Gertie Mercer is beside herself, not knowing whether to be devastated at Charlie's loss or relieved that he is out of the war for good. With Alf drowned and Harry still at sea, she has had a hard war already. But at least she will have no more fears for Charlie – the worst has been done to him. Nellie French goes about like a ghost, horrified to think Isaac has come through the hell that was Beaumont-Hamel – for now the stories are coming out, of what it was like, of how vast the losses were – but that he will be patched up and sent back into that madness.

As for Triffie's own family, Aunt Rachel and Ruth are drawn together by grief. Betty has gone to St. John's with Kit, and the two women remaining in the house have turned to each other. When Triffie goes over to visit them she feels excluded, as if her loss is different and one she must bear alone. She sympathizes with Uncle Albert more than anyone. He goes about his work, fishing from Abel Morgan's boat, in grim silence. Trif does not talk to him about Will – nothing about her uncle encourages confidences – but she imagines that he looks at his nets and traps and wonders what it's all for. A man builds his home, his work, his life around the hope of handing it on to his son, the hope that his children will have a better life than he has had, will go a little farther and live a little easier.

Trif's own emptiness consumes her. Jacob John is still away on the Labrador and Kit has gone back to St. John's. Kit's own news was similar to what the Frenches got about Isaac. Ben Porter was wounded, but his injuries were minor and he would be back on the front line soon. More Newfoundlanders were coming, fresh from their training in England, to the Somme to replace some of the hundreds of men killed and wounded. The dance of death will go on; the offensive has failed, but the war is far from over.

Kit was Triffie's mainstay in the terrible days after the news about Will arrived. She hired a girl to help her mother so that she could be free to stay with Trif and Katie. She helped with every household chore, cared for Katie, and sat up long at night with Trif. Sometimes they sat and knitted in silence. They did not talk a great deal, for the first time in their long friendship, for what was there to say? When the silence was too hard to bear, they went back to their old practice of reading aloud. Kit read all of Tennyson's
In Memoriam
aloud. Trif has always loved
Idylls of the King
and other poems by Tennyson, but this is her first time reading the poet's lament for his dead friend. Whether it's Tennyson's words or Kit's steady voice, she draws a little comfort from these readings.

With Kit gone back to town, the world is colder and grief is harder to bear. It will be October before Jacob John returns. News comes and goes from the boys so far away in France, yet the men fishing on the Labrador are as cut off as if they are in another world. Letters rarely come and go except in case of emergency. Triffie thinks of sending a cable to Battle Harbour but decides against it. When Jacob John comes home, he will learn of Will's death, and he will learn that Trif is pregnant again. Good news and bad news. The good will weigh more heavily with him than the bad, for though he thinks a lot of Will, a son of his own will mean more than the loss of the boy who was like a son to Triffie.
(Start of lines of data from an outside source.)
PR #372, opened 2023-04-28
Update var store delta computation

dfrg:
Changed to use 64-bit precision when computing scaled deltas.

Also changed `ItemVariationStore::compute_delta()` to return `i32` rather than `Fixed`. The usage of the fixed type was based on an assumption that no longer holds with the variation deltas stored in the `COLR` table.

The changes required a few tests to be updated to match a small difference in rounding behavior that we inherited from updating some code to match FreeType 2.13.


cmyr (approved):
makes sense that we shake out some issues through use.

PR #374, opened 2023-04-28
Fix miscalculation of segment map size in avar

cmyr:
This is a curious case; avar is unique in that it has a hand written impl of the `VarSize` trait, and that impl was not accounting for the length of the count field itself when determining the size. This meant that the size could be zero, which would prevent us from advancing while iterating, leading to a hang.

This works fine when there was only a single segment map, since we do not truncate the data when reading the type; but it would cause us to read incorrect values when tables contained multiple axes.

This fixes the issue, and adds a test case with multiple axes.

The big question I have, though, is: why haven't we hit this before? Or maybe we have hit this before, and I haven't noticed?

cc @dfrg, want to double check that this makes sense?

fixes #367

### DIFF
--- a/read-fonts/src/tables/avar.rs
+++ b/read-fonts/src/tables/avar.rs
@@ -35,7 +35,10 @@ impl<'a> VarSize for SegmentMaps<'a> {
     type Size = u16;
 
     fn read_len_at(data: FontData, pos: usize) -> Option<usize> {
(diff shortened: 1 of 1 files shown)


dfrg (approved):
This was definitely an oversight on my part and certainly demonstrates the value of codegen when these bugs pop up in hand written code. The fix looks solid, thanks!

rsheeter:
This also perhaps supports hooking up fuzzing.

Yet when the day finally comes, when she and Katie watch Skipper Wilf's schooner dock at the wharf, she does not tell Jacob John, first, about the new baby. She lets Katie put her arms out to Papa and be swept up into his embrace. “Ah, there's my girl, there's my girl,” Jacob John says.

He puts an arm around Triffie and gives her a casual squeeze. “How's yourself, missus? Keeping the home fires burning and all? What kind of summer was it? Fishing good around here?”

“Not a lot of fish, but the price is good, so people are doing all right out of it,” Trif says, putting Katie back in her pram and falling into step beside Jacob John as he picks up the small chest with his few belongings and says goodbye to his shipmates.

“Lots of fish down on the Labrador,” Jacob John says. “Hard old news from the Front though, eh? No bad news from any of our boys after the July Drive, was there?”

He tosses the words off so casually, as if he knows there can't possibly be bad news. The men on the Labrador must have heard how bad things were over in France, but perhaps they haven't got the scope of it. Jacob John may not realize, yet, how every corner of the island has been touched by the disaster of July 1. Surely if he knew, he wouldn't ask so lightly.

“It was a terrible day,” she says. “We had – there was a telegram. For Uncle Albert.”

“What?” He stops walking. “Not Will? He wasn't…was he wounded?”

Triffie shakes her head, not trusting her voice.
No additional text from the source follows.